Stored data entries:
---+---

PR #2048, opened 2016-11-21
Add support for virt domain tags

mojaves:
After the discussion in https://github.com/collectd/collectd/pull/2037 , here's the same code implemented on top of the existing codebase.
As explained in https://github.com/collectd/collectd/pull/2037 , we are considering to switch to collectd in oVirt for monitoring hosts and libvirt domains in future releases.

We can't just neglect to monitor all the domains if one fraction thereof is unresponsive, so we need to enhance the monitoring code to work with that.

We will implement that on top of the more generic domain tag/partition approach I implemented here.
This patch required some refactoring, but I tried to keep this minimal.

I choose to upload few patches to make the review easier, but I have zero problems squashing them.

More code could be backported from https://github.com/collectd/collectd/pull/2037 - tests and documentations, and it will be done with later patches or later PRs.

### DIFF
--- a/src/virt.c
+++ b/src/virt.c
@@ -73,24 +73,11 @@ static ignorelist_t *il_interface_devices = NULL;
 static int ignore_device_match(ignorelist_t *, const char *domname,
                                const char *devpath);
 
-/* Actual list of domains found on last refresh. */
-static virDomainPtr *domains = NULL;
-static int nr_domains = 0;
-
-static void free_domains(void);
-static int add_domain(virDomainPtr dom);
-
 /* Actual list of block devices found on last refresh. */
 struct block_device {
   virDomainPtr dom; /* domain */
   char *path;       /* name of block device */
 };
-
-static struct block_device *block_devices = NULL;
-static int nr_block_devices = 0;
-
-static void free_block_devices(void);
-static int add_block_device(virDomainPtr dom, const char *path);
 
 /* Actual list of network interfaces found on last refresh. */
 struct interface_device {
@@ -100,12 +87,33 @@ struct interface_device {
   char *number;     /* interface device number */
 };
 
-static struct interface_device *interface_devices = NULL;
-static int nr_interface_devices = 0;
+struct lv_read_state {
+  /* Actual list of domains found on last refresh. */
+  virDomainPtr *domains;
+  int nr_domains;
 
-static void free_interface_devices(void);
-static int add_interface_device(virDomainPtr dom, const char *path,
-                                const char *address, unsigned int number);
+  struct block_device *block_devices;
+  int nr_block_devices;
+
+  struct interface_device *interface_devices;
+  int nr_interface_devices;
+};
+
+static struct lv_read_state read_state = {
+    NULL, 0, NULL, 0, NULL, 0,
+};
+
+static void free_domains(struct lv_read_state *state);
+static int add_domain(struct lv_read_state *state, virDomainPtr dom);
+
+static void free_block_devices(struct lv_read_state *state);
+static int add_block_device(struct lv_read_state *state, virDomainPtr dom,
+                            const char *path);
+
+static void free_interface_devices(struct lv_read_state *state);
+static int add_interface_device(struct lv_read_state *state, virDomainPtr dom,
+                                const char *path, const char *address,
+                                unsigned int number);
 
 /* HostnameFormat. */
 #define HF_MAX_FIELDS 3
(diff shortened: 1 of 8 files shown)


src/virt.c
```diff
@@ -135,8 +164,8 @@ static enum plginst_field plugin_instance_format[PLGINST_MAX_FIELDS] =
 
 /* BlockDeviceFormat */
 enum bd_field {
-	target,
-	source
+        target,
+        source
```
rubenk: If you're fixing the indentation, might as well make it 2 spaces like the other enums :)

src/virt.c
```diff
@@ -480,16 +500,41 @@ lv_config (const char *key, const char *value)
...
     return -1;
 }
 
 static int
-lv_read (void)
+lv_read (user_data_t *ud)
 {
     time_t t;
+    struct lv_read_instance *inst = ud->data;
+    struct lv_read_state *state = &inst->read_state;
```
rubenk: Move this down below the check on the follow line?

src/virt.c
```diff
@@ -102,11 +92,50 @@ struct interface_device {
...
+struct lv_user_data {
+  struct lv_read_instance inst;
+  user_data_t ud;
+};
 
-static void free_interface_devices (void);
-static int add_interface_device (virDomainPtr dom, const char *path, const char *address, unsigned int number);
+#define NR_INSTANCES_DEFAULT 1
+#define NR_INSTANCES_MAX 128
+static size_t nr_instances = NR_INSTANCES_DEFAULT;
```
rubenk: size_t is a bit large for something with a max of 128. Just make this an int?

rubenk:
Hi @mojaves!

Thanks, I think this looks good, I just left some minor suggestions inline.
I think at minimum this needs some documentation for the tag format.

If you don't mind I'll wait with merging this until after we branch 5.7, which should be in a week or two.

mojaves:
@rubenk sure, there is no rush. I'll address your comments, backport docs and tests (in followup patches) and do more testing myself.

src/virt.c
mojaves: done in a followup patch, could be squashed if you wish

src/virt.c
mojaves: right, fixed

src/virt.c
mojaves: why not, I'm checking boundaries anyway in lv_config.

mojaves:
@rubenk 
Let me document my last updates:

- Addressed your comments - with followup patches, hopefully this is easier to review; feel free to squash if you prefer, either way is fine for me

- Backported the tests , but disabled them (see https://github.com/collectd/collectd/pull/2048/commits/f246c0df8de83a1635bbdecd8f88a29d1763ea53 to see the reason)

- Added documentation (https://github.com/collectd/collectd/pull/2048/commits/b3eb9e778149be7cacb7e1bfd375a8f33c2790b7)

- And finally manage to squash one bug which exists even in the old code (https://github.com/collectd/collectd/pull/2048/commits/32ad52204ef1cfa28eee8501a443d312c20e327e)

I've done testing on my side - both with backward-compatible and with the new tag support enable with no issues.

mojaves:
@rubenk @octo  I guess I need to rebase after the reformatting, right?

rubenk:
@mojaves yes please, and if you could also pull your changes through clang-format that would be great.

mojaves:
@rubenk rebase done. Unfortunately I had to force push, and this messed up the order of commits.
Here's the expected order:

999efc2 virt plugin: Document the partition/tag support
0936a9e virt plugin: Properly reset the lists
6188d7d virt plugin: Disable tests momentarily
98e38ad virt plugin: Add tests for the domain tags
19828ad virt plugin: Minor fixes
a726d25 virt plugin: Use int, for the number of instances
c84646c virt plugin: Avoid NULL pointer deference
452324c virt plugin: Add support for domain tags
9f9af17 virt plugin: Support for multiple read callbacks
2846042 virt plugin: Factor the read state into a struct

Please also note that "virt plugin: Fix bad rebase of virt_test" was squashed into "virt plugin: Add tests for the domain tags" and that "virt plugin: Fix the indentation of enums" was dropped because is no longer relevant

rubenk:
Thanks @mojaves!

rubenk:
Hi @mojaves, I was just looking at the error handling in lv_domain_get_tag, specifically https://github.com/collectd/collectd/blob/master/src/virt.c#L794.
On error, lv_domain_get_tag jumps to the done label, but we always return the result of xmlXPathRegisterNs().

Also, the err = 0 assignment on https://github.com/collectd/collectd/blob/master/src/virt.c#L779 is a no-op.

 Would you mind sending a follow up PR that fixes this?

Thanks!

mojaves:
@rubenk sure thing: https://github.com/collectd/collectd/pull/2093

---+---

- _WHAT NEEDS TO BE DONE_: Reproduce all of the entries verbatim.

- _TASK OUTPUT_:
PR #2048, opened 2016-11-21
Add support for virt domain tags

mojaves:
After the discussion in https://github.com/collectd/collectd/pull/2037 , here's the same code implemented on top of the existing codebase.
As explained in https://github.com/collectd/collectd/pull/2037 , we are considering to switch to collectd in oVirt for monitoring hosts and libvirt domains in future releases.

We can't just neglect to monitor all the domains if one fraction thereof is unresponsive, so we need to enhance the monitoring code to work with that.

We will implement that on top of the more generic domain tag/partition approach I implemented here.
This patch required some refactoring, but I tried to keep this minimal.

I choose to upload few patches to make the review easier, but I have zero problems squashing them.

More code could be backported from https://github.com/collectd/collectd/pull/2037 - tests and documentations, and it will be done with later patches or later PRs.

### DIFF
--- a/src/virt.c
+++ b/src/virt.c
@@ -73,24 +73,11 @@ static ignorelist_t *il_interface_devices = NULL;
 static int ignore_device_match(ignorelist_t *, const char *domname,
                                const char *devpath);
 
-/* Actual list of domains found on last refresh. */
-static virDomainPtr *domains = NULL;
-static int nr_domains = 0;
-
-static void free_domains(void);
-static int add_domain(virDomainPtr dom);
-
 /* Actual list of block devices found on last refresh. */
 struct block_device {
   virDomainPtr dom; /* domain */
   char *path;       /* name of block device */
 };
-
-static struct block_device *block_devices = NULL;
-static int nr_block_devices = 0;
-
-static void free_block_devices(void);
-static int add_block_device(virDomainPtr dom, const char *path);
 
 /* Actual list of network interfaces found on last refresh. */
 struct interface_device {
@@ -100,12 +87,33 @@ struct interface_device {
   char *number;     /* interface device number */
 };
 
-static struct interface_device *interface_devices = NULL;
-static int nr_interface_devices = 0;
+struct lv_read_state {
+  /* Actual list of domains found on last refresh. */
+  virDomainPtr *domains;
+  int nr_domains;
 
-static void free_interface_devices(void);
-static int add_interface_device(virDomainPtr dom, const char *path,
-                                const char *address, unsigned int number);
+  struct block_device *block_devices;
+  int nr_block_devices;
+
+  struct interface_device *interface_devices;
+  int nr_interface_devices;
+};
+
+static struct lv_read_state read_state = {
+    NULL, 0, NULL, 0, NULL, 0,
+};
+
+static void free_domains(struct lv_read_state *state);
+static int add_domain(struct lv_read_state *state, virDomainPtr dom);
+
+static void free_block_devices(struct lv_read_state *state);
+static int add_block_device(struct lv_read_state *state, virDomainPtr dom,
+                            const char *path);
+
+static void free_interface_devices(struct lv_read_state *state);
+static int add_interface_device(struct lv_read_state *state, virDomainPtr dom,
+                                const char *path, const char *address,
+                                unsigned int number);
 
 /* HostnameFormat. */
 #define HF_MAX_FIELDS 3
(diff shortened: 1 of 8 files shown)


src/virt.c
```diff
@@ -135,8 +164,8 @@ static enum plginst_field plugin_instance_format[PLGINST_MAX_FIELDS] =
 
 /* BlockDeviceFormat */
 enum bd_field {
-	target,
-	source
+        target,
+        source
```
rubenk: If you're fixing the indentation, might as well make it 2 spaces like the other enums :)

src/virt.c
```diff
@@ -480,16 +500,41 @@ lv_config (const char *key, const char *value)
...
     return -1;
 }
 
 static int
-lv_read (void)
+lv_read (user_data_t *ud)
 {
     time_t t;
+    struct lv_read_instance *inst = ud->data;
+    struct lv_read_state *state = &inst->read_state;
```
rubenk: Move this down below the check on the follow line?

src/virt.c
```diff
@@ -102,11 +92,50 @@ struct interface_device {
...
+struct lv_user_data {
+  struct lv_read_instance inst;
+  user_data_t ud;
+};
 
-static void free_interface_devices (void);
-static int add_interface_device (virDomainPtr dom, const char *path, const char *address, unsigned int number);
+#define NR_INSTANCES_DEFAULT 1
+#define NR_INSTANCES_MAX 128
+static size_t nr_instances = NR_INSTANCES_DEFAULT;
```
rubenk: size_t is a bit large for something with a max of 128. Just make this an int?

rubenk:
Hi @mojaves!

Thanks, I think this looks good, I just left some minor suggestions inline.
I think at minimum this needs some documentation for the tag format.

If you don't mind I'll wait with merging this until after we branch 5.7, which should be in a week or two.

mojaves:
@rubenk sure, there is no rush. I'll address your comments, backport docs and tests (in followup patches) and do more testing myself.

src/virt.c
mojaves: done in a followup patch, could be squashed if you wish

src/virt.c
mojaves: right, fixed

src/virt.c
mojaves: why not, I'm checking boundaries anyway in lv_config.

mojaves:
@rubenk 
Let me document my last updates:

- Addressed your comments - with followup patches, hopefully this is easier to review; feel free to squash if you prefer, either way is fine for me

- Backported the tests , but disabled them (see https://github.com/collectd/collectd/pull/2048/commits/f246c0df8de83a1635bbdecd8f88a29d1763ea53 to see the reason)

- Added documentation (https://github.com/collectd/collectd/pull/2048/commits/b3eb9e778149be7cacb7e1bfd375a8f33c2790b7)

- And finally manage to squash one bug which exists even in the old code (https://github.com/collectd/collectd/pull/2048/commits/32ad52204ef1cfa28eee8501a443d312c20e327e)

I've done testing on my side - both with backward-compatible and with the new tag support enable with no issues.

mojaves:
@rubenk @octo  I guess I need to rebase after the reformatting, right?

rubenk:
@mojaves yes please, and if you could also pull your changes through clang-format that would be great.

mojaves:
@rubenk rebase done. Unfortunately I had to force push, and this messed up the order of commits.
Here's the expected order:

999efc2 virt plugin: Document the partition/tag support
0936a9e virt plugin: Properly reset the lists
6188d7d virt plugin: Disable tests momentarily
98e38ad virt plugin: Add tests for the domain tags
19828ad virt plugin: Minor fixes
a726d25 virt plugin: Use int, for the number of instances
c84646c virt plugin: Avoid NULL pointer deference
452324c virt plugin: Add support for domain tags
9f9af17 virt plugin: Support for multiple read callbacks
2846042 virt plugin: Factor the read state into a struct

Please also note that "virt plugin: Fix bad rebase of virt_test" was squashed into "virt plugin: Add tests for the domain tags" and that "virt plugin: Fix the indentation of enums" was dropped because is no longer relevant

rubenk:
Thanks @mojaves!

rubenk:
Hi @mojaves, I was just looking at the error handling in lv_domain_get_tag, specifically https://github.com/collectd/collectd/blob/master/src/virt.c#L794.
On error, lv_domain_get_tag jumps to the done label, but we always return the result of xmlXPathRegisterNs().

Also, the err = 0 assignment on https://github.com/collectd/collectd/blob/master/src/virt.c#L779 is a no-op.

 Would you mind sending a follow up PR that fixes this?

Thanks!

mojaves:
@rubenk sure thing: https://github.com/collectd/collectd/pull/2093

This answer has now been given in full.